DC Little Monsters: StarStruck and Awkward in the Presence of Fame
Petri unearths another fact about District residents: our view of celebrity is distorted, at least when compared to the celebrity of pop culture and Hollywood. She observes:
“We’ve spent the better part of our lives convincing ourselves that it’s really exciting when Glenn Beck, a middle-aged white man, shows up and gives a speech. “Here comes Glenn Beck!” we say. “Afterwards, we’ll go sit along the strip and watch for motorcades! Maybe we’ll catch a glimpse of Harry Reid!”
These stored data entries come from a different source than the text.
PR #1438, opened 2022-03-07
Dont hide message actions dialog on hover away

### LINKED ISSUE #1401: Message actions dialog disappears once not hovered
It can be annoying for a user if the dialog disappears after a smallest move of the cursor in a wrong direction. From a UX point of view the menu should be visible until the user either:
- clicks outside
- presses Escape key
- presses on an item in the menu

MartinCupela:
### 🎯 Goal

The original behavior of actions box to disappear on hover away keeps being opt in by passing the `messageWrapperRef`. However the `MessageSimple` component does not pass neither create this ref anymore to `MessageOption` (and thus down to `MessagActions`). Moreover event listener for `keyup` event is now registered and hides message actions box on pressing `Escape` key only.

These changes then lead to the message actions box being hidden when user:
- clicks outside
- presses Escape key
- presses on an item in the menu

fixes #1401

### DIFF
--- a/src/components/MessageActions/MessageActions.tsx
+++ b/src/components/MessageActions/MessageActions.tsx
@@ -71,7 +71,12 @@ export const MessageActions = <
 
   const isMuted = useCallback(() => isUserMuted(message, mutes), [message, mutes]);
 
-  const hideOptions = useCallback(() => setActionsBoxOpen(false), []);
+  const hideOptions = useCallback((event: MouseEvent | KeyboardEvent) => {
+    if (event instanceof KeyboardEvent && event.key !== 'Escape') {
+      return;
+    }
+    setActionsBoxOpen(false);
+  }, []);
   const messageActions = getMessageActions();
   const messageDeletedAt = !!message?.deleted_at;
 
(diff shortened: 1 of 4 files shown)


petyosi (approved):
I like the new default behavior - it's much more user-friendly. 

I am, however, confused by the documentation aspect, and I feel like it is more of an internal implementation detail - maybe I am not seeing the overall picture. Here's what confuses me. 

- Why should I, as an integrator, know about `messageWrapperRef`? 
- Why its presence (or lack of such) affects the `mouseleave` behavior?

I will mark that as an approval, but feel free to introduce an additional iteration if you feel like it.

src/components/MessageActions/MessageActions.tsx
```diff
@@ -90,8 +95,10 @@ export const MessageActions = <
   useEffect(() => {
     if (actionsBoxOpen) {
```
arnautov-anton, line 96: image

```jsx
useEffect(() => {
	if (!actionsBoxOpen) return;

	document.addEventListener("click", hideOptions);
	document.addEventListener("keyup", hideOptions);

	return () => {
		document.removeEventListener("click", hideOptions);
		document.removeEventListener("keyup", hideOptions);
	};
}, [actionsBoxOpen, hideOptions]);
```
Just a suggestion.

arnautov-anton: This adds event listeners only if `actionBoxOpen` is set to `true` and removes them once it changes back to `false`.

arnautov-anton (approved):
LGTM :taco:

petyosi (dismissed):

I admit my own sense of “celebrity” has been skewed; I conflate politicians and media heads with celebrities. I called my mom excitedly when I saw Greta Van Susteren canvassing the Capitol lawn during the health care debates. Greta who?, my mom asked. I texted my sister immediately when I stole a glimpse of James Carville heading into the Washington Hilton for a dinner honoring the White House Correspondents. I don’t know who that is, sry, she texted back.
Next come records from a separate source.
PR #1439, opened 2022-03-07
fix: make scrollToLatestMessageOnFocus smarter

### LINKED ISSUE #1415: scrollToLatestMessageOnFocus should scroll only if new messages have been received
As an end-user, I don't want to have my message list scroll location reset when I re-activate the document.

**Acceptance Criteria**
* When the property is turned on, 
* An the end user scrolls upwards
* And moves the page to background (going to another tab or window)
* And then focuses back
* If no new messages are received in the meantime, the scroll location should remain unchanged.

petyosi:
### 🎯 Goal
This change prevents the unnecessary reset of scroll position if no new messages have been received.

Fixes #1415

### DIFF
--- a/src/components/MessageList/VirtualizedMessageList.tsx
+++ b/src/components/MessageList/VirtualizedMessageList.tsx
@@ -185,7 +185,7 @@ const VirtualizedMessageListWithContext = <
 
   const resetNewMessagesReceivedInBackground = useCallback(() => {
     setNewMessagesReceivedInBackground(false);
-  }, [setNewMessagesReceivedInBackground]);
+  }, []);
 
   useEffect(() => {
     setNewMessagesReceivedInBackground(true);
--- a/src/components/MessageList/VirtualizedMessageList.tsx
+++ b/src/components/MessageList/VirtualizedMessageList.tsx
@@ -179,21 +179,39 @@ const VirtualizedMessageListWithContext = <
     setNewMessagesNotification(false);
   }, [virtuoso, processedMessages, setNewMessagesNotification, processedMessages.length]);
 
+  const [newMessagesReceivedInBackground, setNewMessagesReceivedInBackground] = React.useState(
+    false,
+  );
+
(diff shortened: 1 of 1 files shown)


src/components/MessageList/VirtualizedMessageList.tsx
```diff
@@ -179,21 +179,39 @@ const VirtualizedMessageListWithContext = <
     setNewMessagesNotification(false);
   }, [virtuoso, processedMessages, setNewMessagesNotification, processedMessages.length]);
 
+  const [newMessagesReceivedInBackground, setNewMessagesReceivedInBackground] = React.useState(
+    false,
+  );
+
+  const resetNewMessagesReceivedInBackground = useCallback(() => {
+    setNewMessagesReceivedInBackground(false);
+  }, [setNewMessagesReceivedInBackground]);
```
arnautov-anton, line 188:
```suggestion
  }, []);
```
You can omit this one, `setState` functions are "stable" and won't change.

MartinCupela (approved):

src/components/MessageList/VirtualizedMessageList.tsx
```diff
@@ -179,21 +179,39 @@ const VirtualizedMessageListWithContext = <
     setNewMessagesNotification(false);
   }, [virtuoso, processedMessages, setNewMessagesNotification, processedMessages.length]);
 
+  const [newMessagesReceivedInBackground, setNewMessagesReceivedInBackground] = React.useState(
+    false,
+  );
+
+  const resetNewMessagesReceivedInBackground = useCallback(() => {
```
MartinCupela, line 186: @petyosi shouldn't these changes be tested?

petyosi: They should, but we don't have the infrastructure for e2e testing set up. Testing that in a simulated rendering is pointless.

arnautov-anton (approved):
LGTM :taco:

Petri lends credence to the kinder of my two theories about why DC Gaga fans were not that impressive or passionate: We were simply “StarStruck” in Gaga’s presence. (The harsher theory is that we are, in fact, uptight and absolutely boring people.) DC’s Little Monsters were paralyzed by the awesomeness of Gaga’s commanding stage presence and fashion sense and her compete inability to say something that doesn’t sound like what she is exactly thinking. Accustomed to flip flopping politicians and watered-down speeches that lack conviction, DC-ers were blown away by what they were seeing. Of course, this is from a group of professed Gaga acolytes who would appear to relish in the ostentaciousness of Gaga; but, again YouTube and MTV cannot prepare you for the live experience. It appeared to scare fans more than energize them with renewed self worth.
I’ll find my solace and renew my sense of faith in DC’s Gaga faithful in Gaga’s own renouncement of her celebrity: “I am an artist, not a celebrity.”
Next Tuesday I’ll continue my 2-venue mini-stint as a Gaga groupie when I travel to Philadelphia. I hope that Philly fans bring it and bring it hard. If not, perhaps a larger examination of the “Little Monster” fan culture is in order. Let’s hope not.